Records shown START

PR #2800, opened 2024-05-29
ci: add GHA for publishing CF templates to S3

InesNi:
## Description
Creating a GHA for publishing 2 CloudFormation templates to S3. The templates are for creating IAM resources users need to run Lambda / Fargate tests. 

Once the templates are hosted on S3, CloudFormation quick-create links can be created and added to the docs in button format, simplifying the set up process for users.

The templates will create an an `ArtilleryDistributedTestingFargateRole`/ `ArtilleryDistributedTestingLambdaRole` with the `ArtilleryDistributedTestingFargatePolicy`/ `ArtilleryDistributedTestingLambdaPolicy` respectively.

The policies used are the original ones from the docs, though the Lambda one needed a few fixes to function properly:
- The `Resource` in the `CreateLambdaPolicy` was missing `-*` 

- The `EcrPullImagePermissions` needed to be changed so that instead of setting a `Condition` we set the `Resource` to the arn of the repository of the exact account we are pulling from

### Testing

Manually tested both Cloudformation templates making sure that all the necessary resources are created, and tested e2e by running the Fargate and Lambda tests.

Tested that the GHA appropriately updates the templates on S3.

### Notes
- Currently a test bucket is used, waiting to see if a different bucket will be used to host the templates.

## Pre-merge checklist

- [ ] Does this require a changelog entry? Not sure


packages/artillery/lib/platform/aws/iam-cf-templates/aws-iam-fargate-cf-template.json
InesNi, line 1: The policy used here is the original one from the [docs](https://www.artillery.io/docs/load-testing-at-scale/aws-fargate#iam-permissions), the only difference is the account id being set dynamically.

The role is currently set to be able to be assumed by anyone/anything and should be appropriately restricted by user.

packages/artillery/lib/platform/aws/iam-cf-templates/aws-iam-lambda-cf-template.json
```diff
@@ -0,0 +1,108 @@
...
+                    "iam:PassRole",
+                    "iam:AttachRolePolicy"
+                  ],
+                  "Resource": {"Fn::Sub": "arn:aws:iam::${AWS::AccountId}:role/artilleryio-default-lambda-role-*"}
+                },
+                {
+                  "Sid": "CreateLambdaPolicy",
+                  "Effect": "Allow",
+                  "Action": ["iam:CreatePolicy"],
+                  "Resource": {"Fn::Sub": "arn:aws:iam::${AWS::AccountId}:policy/artilleryio-lambda-policy-*"}
```
InesNi, line 44: In the original policy from the docs `Resource` here was missing `-*` at the end.

packages/artillery/lib/platform/aws/iam-cf-templates/aws-iam-lambda-cf-template.json
```diff
@@ -0,0 +1,108 @@
...
+                  "Resource": {"Fn::Sub": "arn:aws:lambda:*:${AWS::AccountId}:function:artilleryio-*"}
+                },
+                {
+                  "Sid": "EcrPullImagePermissions",
+                  "Effect": "Allow",
+                  "Action": [
+                    "ecr:GetDownloadUrlForLayer",
+                    "ecr:BatchGetImage"
+                  ],
+                  "Resource": "arn:aws:ecr:*:248481025674:repository/artillery-worker"
```
InesNi, line 76: The `EcrPullImagePermissions` needed to be changed so that instead of setting a `Condition` we set the `Resource` to the arn of the repository of the exact account we are pulling from.

The initial policy from the docs was using:
```
{
  "Sid": "EcrPullImagePermissions",
  "Effect": "Allow",
  "Action": [
                    "ecr:GetDownloadUrlForLayer",
                    "ecr:BatchGetImage"
                  ],
  "Resource": "*",
  "Condition": {
     "StringLike": {
          "aws:sourceArn": "arn:aws:lambda:*:123456789000:function:artilleryio-*"
        }
  }
}
```

.github/workflows/s3-publish-cf-templates.yml
```diff
@@ -1,15 +1,34 @@
 name: Publish CloudFormation templates to AWS S3
 
 on:
+  push:
+    branches:
+      - main
+    paths:
+      - './packages/artillery/lib/platform/aws/iam-cf-templates/**'
```
bernardobridge, line 8: We'll have to change this, as the CF stack that is in main will be for an unreleased version of the CLI.

We either do `workflow_dispatch` only, but then we need to be able to specify which artillery version to test against (e.g. the latest canary), or we do `workflow_call` and trigger this for canary and for mainline.

In either case, it sounds like we might need to actually publish two versions of the templates, one for the canary, and one for the latest.

bernardobridge (changes requested):

bernardobridge (approved):

PR #316, opened 2023-11-06
eigenpod tests

Gajesh2007:


src/test/unit/EigenPodUnit.t.sol
```diff
@@ -532,4 +541,11 @@ contract EigenPodUnitTests is Test, ProofParsing {
         eigenPodManager.createPod();
         cheats.stopPrank();
     }
+
+    function _getLatestDelayedWithdrawalAmount(address recipient) internal view returns (uint256) {
```
ypatil12, line 545: Can you move this helper function in EigenPod.t.sol since no tests in this file use `_getLatestDelayedWithdrawalAmount`

src/test/unit/EigenPodUnit.t.sol
```diff
@@ -157,6 +157,15 @@ contract EigenPodUnitTests is Test, ProofParsing {
         fuzzedAddressMapping[address(0x0)] = true;
     }
 
+    function testDeployPodWithStateChecks() external {
+        cheats.startPrank(address(42000094992494));
```
ypatil12, line 161: Aren't we already testing this in `testCheckThatHasRestakedIsSetToTrue` ?

ypatil12 (commented):
Comments in unit test files

src/test/EigenPod.t.sol
```diff
@@ -290,6 +290,37 @@ contract EigenPodTests is ProofParsing, EigenPodPausingConstants {
         );
     }
 
+    function testWithdrawBeforeRestakingWithTimestampChecks() public {
```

Records shown END

• Assigned task: Report the number of lines in the entries that hold the word "missing". Nothing else is wanted.

• Problem solution: 2